基于强化学习（RL）的脑机接口（BMI）可帮助瘫痪者控制神经假肢，而无需真实的肢体运动作为监督信号。奖励信号的设计对基于 RL 的解码器的学习效率有很大影响。基于 RL 的 BMI 框架中的现有奖励设计依赖于外部奖励或人工标注的内部奖励，无法准确提取受试者的内部评价。在本文中，我们提出了一种基于隐脑状态的核反强化学习（HBS-KIRL）方法，以从 BMI 任务中的神经活动中准确推断出特定受试者的内部评价。利用状态空间模型将神经状态投射到低维的隐藏脑状态空间，从而大大降低了探索维度。然后应用核方法加速政策、奖励和 Q 值网络在重现核希尔伯特空间（RKHS）中的收敛。我们利用从大鼠内侧前额叶皮层（mPFC）收集到的数据对所提出的算法进行了测试，当时大鼠正在执行双杠杆辨别任务。我们评估了所提方法的状态值估计性能，并将其与天真 IRL 和基于 PCA 的 IRL 进行了比较。为了验证提取的内部评估是否有助于解码器的训练，我们比较了由不同奖励模型训练的解码器的解码性能，包括人工设计的奖励、天真 IRL、PCA-IRL 和我们提出的 HBS-KIRL。结果表明，HBS-KIRL 方法可以对行为的状态值分布做出稳定而准确的估计。与其他方法相比，HBS-KIRL 引导的解码器能在数天内实现稳定且更好的解码性能。本研究揭示了应用 IRL 方法更好地提取特定主题评价和提高 BMI 解码性能的潜力。

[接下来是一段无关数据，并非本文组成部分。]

PR #3149, opened 2024-07-18
Review adding AD as an external authentication source

asteflova:
### What changes are you introducing?

After reviewing the existing procedure for adding Active Directory as an external authentication source when the base system of the Foreman server is connected directly to AD, I propose these changes:

* Drop steps related to privilege separation for Apache
* Drop a couple of other instructions that are now obsolete
* Drop adding more detailed explanations of the steps the procedure recommends
* Add a list of authentication features available to AD users
* Other edits for clarity and to set the context of the whole scenario

~~The current procedure for direct AD integration + configuring AD as an external authentication source + using GSS Proxy for privilege separation is faulty. For example, the steps don't really achieve Apache keytab separation as promised, they combine Samba-based and SSSD-based AD join, and some of them could be replaced with a reference to FreeIPA/IdM docs to make sure we don't need to fret about keeping in sync with SSSD development.~~

~~In its latest state (after quite a few changes in course), this PR proposes a complete restart to how we document the use case of direct AD integration -- and to document a minimum viable workflow to achieve direct AD integration and adding AD as an external authentication source:~~

~~* First, refer users to FreeIPA/IdM docs for the integration to AD (referencing SSSD as [the recommended way to join an AD domain](https://docs.redhat.com/en/documentation/red_hat_enterprise_linux/9/html-single/integrating_rhel_systems_directly_with_windows_active_directory/index#overview-of-direct-integration-using-sssd_connecting-rhel-systems-directly-to-ad-using-sssd) and omitting references to Samba)~~
~~* Then, advise users on how to configure AD as an external authentication source~~

~~This means that the procedures no longer attempt to configure privilege separation with GSS Proxy. If needed, we can add steps to that purpose later after we agree on the necessary minimum proposed in this PR.~~

### Why are you introducing these changes? (Explanation, links to references, issues, etc.)

https://issues.redhat.com/browse/SAT-22855 requests making changes to how the existing procedure on direct AD integration + configuring AD as an external authentication source handles privilege separation for Apache with GSS proxy. While investigating that scenario, it turned out that proper privilege separation may currently not be possible to achieve. Therefore, the agreed-upon approach is to first document the basic steps for AD enrollment + authentication source configuration and then, in another PR, continue the work by adding steps to achieve proper privilege separation.

~~This PR originated with https://issues.redhat.com/browse/SAT-22855 and then... escalated.~~

[...]

PR #3162, opened 2024-07-24
Drop --now after restarting gssproxy

asteflova:
https://issues.redhat.com/browse/SAT-26357 requests clarifying a procedure step to restart and enable gssproxy.service.

Doing a bit of archeology, I found the commit that introduced `--now` to that step: https://github.com/theforeman/foreman-documentation/commit/a4be0ab11f53cc4ff1302b41816c41dd40874daa  It seems that in case of this particular step, asking users to restart && enable (without --now) might help prevent some raised eyebrows.

* [x] Foreman 3.9/Katello 4.11 (Satellite 6.15; orcharhino 6.8/6.9)
* [x] Foreman 3.6/Katello 4.8

### DIFF
--- a/guides/common/modules/proc_configuring-direct-ad-integration-with-gss-proxy.adoc
+++ b/guides/common/modules/proc_configuring-direct-ad-integration-with-gss-proxy.adoc
@@ -70,7 +70,7 @@ euid = __ID_of_Apache_User__
 [options="nowrap", subs="+quotes,verbatim,attributes"]
 ----
 # systemctl restart gssproxy
-# systemctl enable --now gssproxy
+# systemctl enable gssproxy
 ----
 . To configure the Apache server to use the `gssproxy` service, create a `systemd` drop-in file and add the following content to it:
 +


asteflova:
@ekohl Can you please review? You authored https://github.com/theforeman/foreman-documentation/commit/a4be0ab11f53cc4ff1302b41816c41dd40874daa (see the PR description for an explanation).

guides/common/modules/proc_configuring-direct-ad-integration-with-gss-proxy.adoc
```diff
@@ -70,7 +70,7 @@ euid = __ID_of_Apache_User__
 [options="nowrap", subs="+quotes,verbatim,attributes"]
 ----
 # systemctl restart gssproxy
-# systemctl enable --now gssproxy
+# systemctl enable gssproxy
```
Lennonka, line 73: Isn't `# systemctl enable --now gssproxy` equivalent to:
```
# systemctl enable gssproxy
# systemctl start gssproxy
```
Because we haven't started that service after installing it (I don't see that sort of command [in the previous procedure](https://docs.theforeman.org/nightly/Installing_Server/index-satellite.html#Enrolling_Server_with_the_AD_Server_satellite)), there;s no reason to restart it, but rather simply start it.
Therefore, I'd lean towards this edit instead:
```
- # systemctl restart gssproxy # remove
  # systemctl enable --now gssproxy # keep as is
```

Lennonka (commented):
My two cents.

asteflova:
> My two cents. The two commands duplicate an action, that's why they raise eyebrows probably. Suggesting an alternative edit.

Ah, let's wait for https://github.com/theforeman/foreman-documentation/pull/3149 first, then. Because that introduces changing /etc/gssproxy/http.keytab. Restarting the service will be required. But not just yet, it seems.

guides/common/modules/proc_configuring-direct-ad-integration-with-gss-proxy.adoc
ekohl: https://github.com/theforeman/foreman-documentation/pull/1827#discussion_r1025343810 is the last time we discussed this. I can also confirm that I have a host that runs gssproxy even without IPA set up.

I can see this:
```console
$ systemctl show -p Wants auth-rpcgss-module
Wants=rpc-gssd.service gssproxy.service
$ systemctl show -p Wants nfs-client.target
Wants=rpc-statd-notify.service auth-rpcgss-module.service remote-fs-pre.target
```

And somehow on my system it pulls in `nfs-client.target` into the default `multi-user.target`.

So even though I don't have `/etc/krb5.keytab` it still ends up starting `gssproxy.service`.

I'd argue the restart is correct and `--now` is redundant.

asteflova:
> > My two cents. The two commands duplicate an action, that's why they raise eyebrows probably. Suggesting an alternative edit.
> 
> Ah, let's wait for #3149 first, then. Because that introduces changing /etc/gssproxy/http.keytab. Restarting the service will be required. But not just yet, it seems.

#3149 is nowhere near merging but based on the comments above, that doesn't have to be a blocker. Clarifying the starting/restarting/enabling of gssproxy.service was requested by an external user in https://issues.redhat.com/browse/SAT-26357 so it would be nice to be able to get the fix in.

ekohl (approved):

Lennonka (approved):

asteflova:

ded4218073..9d86041ebf  3.11 -> 3.11
85611ea549..3160b68057  3.10 -> 3.10
bbd2967195..76338f55b5  3.9 -> 3.9
fdabd10304..46e9412026  3.8 -> 3.8
d995cc3eea..583a69942d  3.7 -> 3.7
008b6aeee3..8f6139cfc8  3.6 -> 3.6
838bd144fd..227475c4c8  3.5 -> 3.5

本文章由计算机程序翻译，如有差异，请以英文原文为准。

查看原文

微信好友朋友圈 QQ好友复制链接

本刊更多论文

Hidden Brain State-Based Internal Evaluation Using Kernel Inverse Reinforcement Learning in Brain-Machine Interfaces

Reinforcement learning (RL)-based brain machine interfaces (BMIs) assist paralyzed people in controlling neural prostheses without the need for real limb movement as supervised signals. The design of reward signal significantly impacts the learning efficiency of the RL-based decoders. Existing reward designs in the RL-based BMI framework rely on external rewards or manually labeled internal rewards, unable to accurately extract subjects’ internal evaluation. In this paper, we propose a hidden brain state-based kernel inverse reinforcement learning (HBS-KIRL) method to accurately infer the subject-specific internal evaluation from neural activity during the BMI task. The state-space model is applied to project the neural state into low-dimensional hidden brain state space, which greatly reduces the exploration dimension. Then the kernel method is applied to speed up the convergence of policy, reward, and Q-value networks in reproducing kernel Hilbert space (RKHS). We tested our proposed algorithm on the data collected from the medial prefrontal cortex (mPFC) of rats when they were performing a two-lever-discrimination task. We assessed the state-value estimation performance of our proposed method and compared it with naïve IRL and PCA-based IRL. To validate that the extracted internal evaluation could contribute to the decoder training, we compared the decoding performance of decoders trained by different reward models, including manually designed reward, naïve IRL, PCA-IRL, and our proposed HBS-KIRL. The results show that the HBS-KIRL method can give a stable and accurate estimation of state-value distribution with respect to behavior. Compared with other methods, the decoder guided by HBS-KIRL achieves consistent and better decoding performance over days. This study reveals the potential of applying the IRL method to better extract subject-specific evaluation and improve the BMI decoding performance.

求助全文

通过发布文献求助，成功后即可免费获取论文全文。去求助

来源期刊

IEEE Transactions on Neural Systems and Rehabilitation Engineering 医学-工程：生物医学

CiteScore

8.60

自引率

8.20%

发文量

479

审稿时长

6-12 weeks

期刊介绍： Rehabilitative and neural aspects of biomedical engineering, including functional electrical stimulation, acoustic dynamics, human performance measurement and analysis, nerve stimulation, electromyography, motor control and stimulation; and hardware and software applications for rehabilitation engineering and assistive devices.